§ Instructions for the task
Tally the lines in the data that follows that include the word "delta", and report nothing but the total.

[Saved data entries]
PR #671, opened 2026-09-06
feat(mcp): the server accepts authorization-server tokens for a consented tenant, behind MCP_OAUTH_ENABLED (#568 phase 3)

aks129:
## What

Phase 3 of the MCP authorization design (spec §3.5, §3.6, §7 and the §13.6 amendment on #669). Off by default; nothing changes until `MCP_OAUTH_ENABLED=true`, and enabling it without every dependency refuses to start.

- **A bearer that is not `MCP_AUTH_TOKEN` is introspected at Flask** (`POST <FHIR_BASE_URL>/oauth/introspect`, the pre-registered client credential) and accepted only when it is live, its `aud` is exactly `MCP_CANONICAL_RESOURCE`, it carries a read scope and it has not expired. Every other case is the same 401 as today, never a 403 (a wrong audience is a token that was never for us). Flask unreachable is a 401: introspection fails closed.
- **The result is cached under the token's SHA-256 only**, for at most five minutes and never past the token's expiry, so a revoked consent stops being served within the window and the token value is never held.
- **On that path the caller's credentials never reach Flask.** The tenant comes from introspection and nowhere else; the inbound `Authorization`, any step-up token and the SHARP bring-your-own-FHIR headers are dropped; the six credential tool arguments are discarded on both transports (P3-a, R8), with the SSE override logic lifted into a pure helper so the property is asserted directly.
- **The downstream credential is a read-scoped step-up token this server mints** for the consented tenant (`scope: "read"`, the mint's new argument from the introspection branch), cached under the token hash and never past its expiry; a mint that answers without the read scope is a refusal, not a wider call. **A write-tier tool is refused before anything is sent**: a consent to read is not a consent to write.
- **The 401 and the transport preflight are readable from a browser** (`Access-Control-Allow-Origin: *`, `WWW-Authenticate` exposed), which is part 2 of #523. The transport's own origin allowlist is untouched, so nothing the transport returns becomes readable by any other page.
- `/health` reports `oauth.enabled`. Boot: `MCP_OAUTH_ENABLED=true` requires a canonical `MCP_CANONICAL_RESOURCE`, `MCP_INTROSPECTION_CLIENT_ID`, `MCP_INTROSPECTION_CLIENT_SECRET` and `INTERNAL_TOKEN_MINT_SECRET`.

## Evidence

`src/oauth-path.test.ts` (23 tests, Flask mocked at the fetch layer so every assertion is about what this server sends and refuses): R1, R2, R3, R4 with the §8.3 near-misses, R5, R6, R7, R8 on both transports, the positive chain with the exact headers Flask receives, the write refusal, the fail-closed mint, the caches. Whole jest suite 264 passed; `tsc --noEmit` clean. Mutations executed on the same worktree:

| mutation | result |
|---|---|
| audience never checked | caught (3) |
| writes allowed on a consented connection | caught (2) |
| a full-capability mint accepted as the read credential | caught |
| OAuth path on regardless of the flag | caught |
| expiry not enforced at the resource | caught |
| 401 unreadable from a browser | caught |
| SSE overrides honoured on the OAuth path | caught |
| extractHeaders falls through and the grant dispatch is gone (two-ended) | caught |
| extractHeaders alone keeps `Authorization` on the grant path | **inert by construction**: the grant path builds Flask's headers from scratch and never copies it, so the test stays green; the two-ended row above is the one that measures the property |

## Not in this PR

Flask's introspection endpoint and the read-only mint argument are on the held branch `feat/oauth-introspection-and-read-mint` (opens after #669). Until both are deployed and the flag is set, this server behaves exactly as today. No deploy: the MCP server deploy is a founder-authorized step, and production enablement comes after the staging walkthrough (spec §7).

### DIFF
--- a/services/agent-orchestrator/src/index.ts
+++ b/services/agent-orchestrator/src/index.ts
@@ -314,6 +314,44 @@ function challengeHeader(req: express.Request): string {
   return `Bearer ${params.join(", ")}`;
 }
 
+// --- Rate Limiting (in-memory, per IP) ---
+
+const rateLimitMap = new Map<string, { count: number; resetAt: number }>();
+const RATE_LIMIT_WINDOW_MS = 60_000;
+const RATE_LIMIT_MAX = parseInt(process.env.RATE_LIMIT_MAX || "120", 10);
+const SESSION_TTL_MS = 30 * 60 * 1000;
+
+function checkRateLimit(ip: string): boolean {
+  const now = Date.now();
+  const entry = rateLimitMap.get(ip);
+  if (!entry || now > entry.resetAt) {
+    rateLimitMap.set(ip, { count: 1, resetAt: now + RATE_LIMIT_WINDOW_MS });
+    return true;
+  }
+  entry.count++;
+  return entry.count <= RATE_LIMIT_MAX;
+}
+
+app.use((req, res, next) => {
+  // Preflight answers below without reaching a handler, and it did not consume
+  // budget when the limiter sat further down the chain. Keep it that way: a
+  // browser client spends its allowance on requests, not on asking permission.
+  if (req.method === "OPTIONS") return next();
+  const clientIp = req.ip || req.socket.remoteAddress || "unknown";
+  if (!checkRateLimit(clientIp)) {
+    return res.status(429).json({
+      jsonrpc: "2.0",
+      error: { code: -32000, message: "Rate limit exceeded" },
+    });
+  }
+  next();
+});
+
+// Rate limiting comes before the credential check on purpose. The check now
+// makes a network call of its own (introspection), so a limiter placed after
+// it lets an unauthenticated flood drive unbounded requests at the
+// authorization server. A caller over the limit is refused here, having cost
+// this server one map lookup and Flask nothing.
 // Health probes and CORS preflight remain public. When configured, every MCP
 // network transport requires the deployment-scoped bearer credential.
 app.use(async (req, res, next) => {
@@ -387,35 +425,6 @@ app.use((req, res, next) => {
       res.setHeader("Access-Control-Allow-Origin", "*");
     }
     return res.sendStatus(204);
-  }
-  next();
-});
-
-// --- Rate Limiting (in-memory, per IP) ---
-
-const rateLimitMap = new Map<string, { count: number; resetAt: number }>();
-const RATE_LIMIT_WINDOW_MS = 60_000;
-const RATE_LIMIT_MAX = parseInt(process.env.RATE_LIMIT_MAX || "120", 10);
-const SESSION_TTL_MS = 30 * 60 * 1000;
-
-function checkRateLimit(ip: string): boolean {
-  const now = Date.now();
-  const entry = rateLimitMap.get(ip);
-  if (!entry || now > entry.resetAt) {
-    rateLimitMap.set(ip, { count: 1, resetAt: now + RATE_LIMIT_WINDOW_MS });
-    return true;
-  }
-  entry.count++;
-  return entry.count <= RATE_LIMIT_MAX;
-}
-
-app.use((req, res, next) => {
-  const clientIp = req.ip || req.socket.remoteAddress || "unknown";
-  if (!checkRateLimit(clientIp)) {
-    return res.status(429).json({
-      jsonrpc: "2.0",
-      error: { code: -32000, message: "Rate limit exceeded" },
-    });
   }
   next();
 });
@@ -1120,6 +1129,10 @@ if (require.main === module) {
   });
 }
 
+function resetRateLimitForTests(): void {
+  rateLimitMap.clear();
+}
+
 function closeMCPServerForTests(): void {
   clearInterval(sessionCleanupInterval);
   rateLimitMap.clear();
@@ -1143,6 +1156,7 @@ function getRuntimeStateForTests(): {
 
 export {
   app,
+  resetRateLimitForTests,
   assertMCPAuthConfigured,
   assertMCPCanonicalResourceConfigured,
   assertMCPOAuthConfigured,
--- a/services/agent-orchestrator/src/index.ts
+++ b/services/agent-orchestrator/src/index.ts
@@ -28,6 +28,7 @@ import {
 import crypto from "crypto";
 import { FHIRTools } from "./tools";
 import { executeMCPTool } from "./mcp-tool-result";
+import { fetchWithTimeout } from "./fetch-timeout";
 
 const { version: SERVER_VERSION } = require("../package.json") as {
   version: string;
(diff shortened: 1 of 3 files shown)


aks129:
Review found a gap the first cut left open: an SSE session captures its headers at connect, so a later POST to `/messages` authenticated with a different valid token (another tenant's, or the static one) would have executed as the tenant the session was opened for. Amended head f9cdabc binds every SSE session to the credential that opened it (the static token, or one OAuth token's hash) and refuses a mismatch with 401; streamable HTTP resolves its headers per request and needs no binding. Tested over a real socket: the stream is opened with one token, then `/messages` is posted under another accepted token and under the static token (both 401) and under the opening token (not refused). Suite now 266.

aks129:
Adversarial QA pass on `feat/mcp-server-oauth-path` (head `afeb59a`), driven against two REAL live processes: Flask on a `feat/oauth-refresh-rotation` checkout (subprocess, real migrated SQLite DB) and the Node MCP server (subprocess, `npm run dev`) on this branch, talking real HTTP to each other. `Host: mcp.healthclaw.io` set explicitly per-request (not `/etc/hosts`) — `hostIsCanonical()` only compares the request's `Host` header against `MCP_CANONICAL_RESOURCE`'s hostname, so that's sufficient to enrich the challenge.

**Methodology note**: used the `/mcp/rpc` JSON-RPC HTTP bridge rather than a full Streamable-HTTP `initialize` handshake for `tools/list`/`tools/call` — `/mcp/rpc` matches `isMCPTransportPath` (`/mcp/`-prefixed) so it passes through the exact same auth middleware, `extractHeaders`, and `executeAsGrant` code as the real transport; the `initialize` handshake itself is protocol negotiation, not part of the authorization surface this PR changes. Didn't attempt a real MCP SDK client session for that reason.

**10/10 scenarios correct — no bypass.**

- **Full loop**: registered a public client, `authorize?resource=<MCP>` (demo policy, no `CAREAGENTS_CONSENT_URL` set) → 302 → token → `tools/list` (27 tools) → `fhir_search` (`resource_type: Patient`) succeeds → the resulting `AuditEventRecord` row (read straight from Flask's SQLite file) has `agent_id = oauth:<client_id>`.
- **A token minted at the FHIR audience, replayed at the MCP server** → `401`, and specifically `401` not `403` (confirmed the exact status, not just "not 200" — the brief calls this out because a `403` would tell a prober their token is recognized here at all).
- **`MCP_OAUTH_ENABLED=false` with the same otherwise-valid token** → `401`, and Flask's log shows the identical count of `oauth/introspect` lines before and after the attempt — the server genuinely never asked, not just discarded the answer.
- **Write tools on the OAuth session** (`fhir_commit_write`, `action_propose`), each called with `_stepUpToken`/`_authorization` carrying a unique marker string in their arguments: both refused before `tool.validate()` or the handler ever runs (`executeAsGrant`'s write-tier check returns immediately), confirmed by the marker appearing in neither Flask's log tail nor any recent `AuditEventRecord` row.
- **Revoke + cache window**: token worked, `POST /oauth/revoke`, restarted the MCP process (the explicitly-allowed stand-in for waiting out the 5-minute cache), same token now `401`.
- **Flask down**: a freshly-minted, never-before-used token (so nothing could be served from cache) against a freshly-restarted MCP process with Flask killed → `401`.
- **Browser-facing**: `OPTIONS /mcp` with `Origin: https://claude.ai` → `204` with `Access-Control-Allow-Origin: *`; an unauthenticated `POST /mcp/rpc` from the same origin → `401` carrying both `WWW-Authenticate` (naming `resource_metadata` and `scope`) and `Access-Control-Allow-Origin`, so a browser can actually read the challenge rather than having the CORS layer swallow it.

**Deferred, not run**: the CareAgents-consent-surface variant of this same chain (through `/authorize` on #670's CareAgents app rather than the demo-tenant auto-approve). I validated that consent flow in isolation on #670's own thread and the MCP-server OAuth path here in isolation; wiring all three processes (Flask + CareAgents + Node) together for one combined pass is a larger lift I didn't take on this round — flagging it explicitly rather than silently skipping it.

Node suite on the branch: 264 passed (10 suites).

aks129:
Re-probe on the new head (`f9cdabc`) for the one behavioral delta since `afeb59a`: SSE session binding. Everything from the earlier comment on this PR is unchanged and still holds (didn't re-run all of it — the diff between the two heads is exactly the 16-line SSE-binding addition plus its own tests).

Driven live: `GET /sse` with OAuth token A (real streaming connection held open in a background thread — necessary, since a first pass of this test broke `resp.iter_lines()` early to capture the `sessionId` line and re-entered the generator, which released the underlying connection back to the pool and tore down the SSE session before the `/messages` POST ever ran; fixed by keeping one continuous iterator for the connection's whole lifetime).

**4/4 correct:**

- `GET /sse` with token A → session opens, `sessionId` captured from the endpoint event.
- The **same** credential (token A) `POST /messages?sessionId=...` → accepted (`202`).
- A **second OAuth token, for a different tenant**, `POST /messages` on the session token A opened → `401 Unauthorized`.
- The **static `MCP_AUTH_TOKEN`** `POST /messages` on that same OAuth-opened session → also `401` — the delta's own comment names this case too (`session.credential !== sessionCredential(...)`), confirmed live rather than just read off the diff.

Node suite: 266 passed (10 suites, +2 from this delta's own tests).

aks129:
## CodeQL found something real, and the fix does not clear the check

**The finding.** Two `js/missing-rate-limiting` alerts, both high. Phase 3 gave the credential check a network call: an unresolved bearer token costs a POST to the authorization server's introspection endpoint. The limiter sat *below* that check, so an unauthenticated flood was introspected once per request and this server amplified it at Flask. That is a genuine defect this branch introduced, not a scanner artifact.

**The fix** (b9d76f8). The limiter moved above the credential check. Past the limit a caller is refused after one map lookup and Flask is not called at all. Preflight is exempt, matching what it cost before, when CORS answered above the limiter.

Two tests pin it, and the ordering one is mutation-checked: moving the limiter back below the check turns it red. Full server suite 268/268, `tsc --noEmit` clean.

**The check stays red anyway.** Both alerts came back at the new line numbers after the fix. The query recognizes rate limiting from known middleware packages, and this server's limiter is hand-rolled, so the arrangement is invisible to it. No ordering of correct code clears this alert.

**Two ways to close it, owner's call.**

1. Dismiss both alerts as false positives, citing this comment. Nothing changes in the code.
2. Replace the hand-rolled limiter with `express-rate-limit`, which the query recognizes. That adds a dependency to the server and changes its limiter behaviour, so it is not something to slip into this branch unasked.

Until then the check is red for a reason that is written down, and `mergeStateStatus` stays UNSTABLE rather than BLOCKED because CodeQL is not a required check.

aks129:
Two notes for the record, neither blocking.

**Required checks are green on b9d76f8.** All eighteen pass, including `postgres-tests`, `node-tests` and `playwright-tests`. CodeQL is the only red one and it is not required, for the reason written up above.

**A rejected token still costs one call, up to the limit.** There is no negative cache on introspection, so an unknown bearer token is asked about once per request until the caller runs out of allowance: at the default that is 120 calls per minute per address. The limiter bounds it, which is what this pull request owes. A short-lived cache of negative answers would bound it further and is worth its own issue rather than a change here.

aks129:
Filed the negative-cache follow-up as #675, so it is tracked rather than carried in this thread.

§ Solved problem
3